--- RECORDS FOR THIS EXERCISE Enclosed Below ---

PR #99, opened 2026-09-17
Settings: two LLM bindings, General AI and an optional Advanced model

buldezir:
## Why

The AI settings page offered one language model in "Simple setup" and four in "Advanced setup" (Extraction, Chat, Search, Deep Search helper). Nobody needs four knobs. Two cover every real case: one model for everything, and optionally a stronger one for the Deep Research reasoning loop, which is the only place where a few expensive calls decide the answer.

## What

- **General AI** is the existing `extract_*` binding (name kept, no API break for extraction). It now serves extraction, split detection, Ask AI, AI assisted search, Deep Research's bulk document reads, and AI tag assignment.
- **Advanced** is a new optional `research_*` binding. It drives only the Deep Research reasoning loop; empty means General AI does that too. The fallback lives in `Config.ResearchBinding()` rather than in the stored fields, so `GET /settings` reports an empty research binding as empty.
- `chat_*`, `search_*` and `search_helper_*` are dropped by migration `1730000041`. A search binding that differed from extraction is carried into `research_*`; the helper is not, since the general model does that work now.
- `AI_SEARCH_HELPER_MODEL` becomes `AI_RESEARCH_MODEL`, documented in `.env.example` with what it costs. Managed mode re-applies it every boot; unset clears it.
- The search endpoint picks the default pair by mode (research binding for a research chat, general for search). The pickable-providers endpoint answers `binding=research` with the research pair; the research page asks for it, so its composer names the model that will actually answer.
- The Simple/Advanced toggle and the four per-job fields are gone from the settings page. The setup wizard patches only `extract_*`. Docs and README follow.
- The per-request `Overrides{Chat, Search, Extract, ...}` struct is unchanged: it names the client being rebuilt for one request, not a stored binding.

## Verification

`./scripts/test-all.sh`: unit, API e2e, frontend unit, build and browser e2e all pass. `docker build -t lemmary:local .` passes.

Overlay branch `worktree-model-selection-refactor` in lemmary-dev (pushed) updates the API and browser suites and adds a case: research opens on the Advanced model when bound and on the general one when not, while plain search stays on the general model.

Screenshots under `docs/screenshots` that show the old Models section are stale and not regenerated here.


buldezir:
Addressed in 9a9fa440 (public) and 9d34a35 (overlay):

- **Unrecorded research binding ran on General AI** — fixed. The stored-or-requested binding is now resolved against the mode's configured pair before the snapshot is built, so a conversation that stored nothing follows Settings (Advanced for research, General for search) and agrees with `contextWindowFor`. New API e2e blanks a research session's binding, binds an Advanced model, and asserts the follow-up's provider request names it.
- **Migration carried a half pair** — fixed. Only a search binding with both halves set (and differing from extraction) is carried; a provider-without-model row leaves `research_*` empty. Test case added. `FindRecordById` now fails the migration on anything but no-rows.
- **Model without provider accepted** — fixed. `applySettingsPatch` refuses either half alone; the unit test asserts both directions.
- **Stale `Snapshot.SearchHelper` comment** — fixed.
- **Distinct chat binding not carried** — intentional. Chat customizations were the "use a different model for Ask AI" case, and Ask AI now runs on General AI by design; there is no field to carry them into.
- **`conversationSnapshot` falling back to General when a default research override fails to resolve** — left as is. Deleting a bound provider is refused via `ReferencedBySettings`, so the pair only fails to resolve when the row is gone by other means, and the pre-existing behaviour (warn, continue on the configured snapshot) is kept.

Full suite green: unit, API e2e, frontend unit, build, browser e2e.

PR #854, opened 2023-07-18
Fixing tags table in image overview page

erikaheidi:
This PR updates autodocs with a fix to the tags table in the image overview page - only realized the issue after merging the previous PR.


SharpRake (approved):
:tada:

Issue #841, opened 2023-07-14
Broken links in the How to Use Chainguard Images article


stormqueen1990:
**Describe the bug**
In the ["How to Use Chainguard Images" article](https://edu.chainguard.dev/chainguard/chainguard-images/how-to-use-chainguard-images/), the following sentence contains two links that point to repositories that don't exist in the chainguard-images GitHub org:
> If your binary is dependent on glibc or musl, take a look at the [glibc-dynamic](https://github.com/chainguard-images/glibc-dynamic) and [musl-dynamic](https://github.com/chainguard-images/musl-dynamic) images.

**To Reproduce**
1. Navigate to https://edu.chainguard.dev/chainguard/chainguard-images/how-to-use-chainguard-images/
2. Scroll down to the end of the "Using the Distroless Base Images" section.
3. Notice that the links to glibc-dynamic and musl-dynamic are both pointing to a non-existent page.

**Expected behavior**
Links point to an existing page or repository.

stormqueen1990:
I was able to find [glibc-dynamic on chainguard-images/images](https://github.com/chainguard-images/images/tree/main/images/glibc-dynamic), and there is also a broken link to musl-dynamic in the glibc-dynamic README.

ltagliaferri:
Hi @stormqueen1990 thank you so much for reporting this issue! We updated the link, and the Dockerfile in the tutorial will also need to be updated, which we will do promptly. The team is working on the best catalog fit for each image and we are discussing this feedback to continue to iterate. Again, thank you for bringing this to our attention.

PR #857, opened 2023-07-19
Removing retired images from reference

erikaheidi:
This PR removes retired images from reference pages, namely:

- sdk
- musl-dynamic

It also adds redirect rules to redirect requests to these pages to the main reference list page, and updates the "Getting started with Chainguard Images" guide to remove reference to musl-dynamic [#841]. Autodocs was also updated to ignore the musl-dynamic image since it is still listed by chainctl, but not being updated anymore.


jamonation (approved):
Looks good, I like the strategy of redirecting +1

PR #879, opened 2023-07-27
Update image_specs.md pages for images

jamonation:
## Type of change
documentation

### What should this PR do?
Provides an interim update to images `image_specs.md` files for our various images. 

Some data will be incorrect for images that have switched to componentized variants like say `kyverno-{compoent}-controller`, but those pages are also incorrect on the site today.

So we should be no worse off with this, and the majority of updates are relevant and bring things up to date.

Image specs reference pages should show correct data for most non-componentized images.

Netlify should show image specs pages with up to date data.


jamonation:
I'm not sure why all the image names are getting Uppercased - nothing that I can see in the PHP code that does that.

ltagliaferri (approved):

--- End of Enclosed RECORDS FOR THIS EXERCISE ---

WORK INSTRUCTION: Output exactly the lines of the material above from the one containing "- **Migration carried" up to and including the one containing "snapshot) is kept.".

WORKED SOLUTION:
- **Migration carried a half pair** — fixed. Only a search binding with both halves set (and differing from extraction) is carried; a provider-without-model row leaves `research_*` empty. Test case added. `FindRecordById` now fails the migration on anything but no-rows.
- **Model without provider accepted** — fixed. `applySettingsPatch` refuses either half alone; the unit test asserts both directions.
- **Stale `Snapshot.SearchHelper` comment** — fixed.
- **Distinct chat binding not carried** — intentional. Chat customizations were the "use a different model for Ask AI" case, and Ask AI now runs on General AI by design; there is no field to carry them into.
- **`conversationSnapshot` falling back to General when a default research override fails to resolve** — left as is. Deleting a bound provider is refused via `ReferencedBySettings`, so the pair only fails to resolve when the row is gone by other means, and the pre-existing behaviour (warn, continue on the configured snapshot) is kept.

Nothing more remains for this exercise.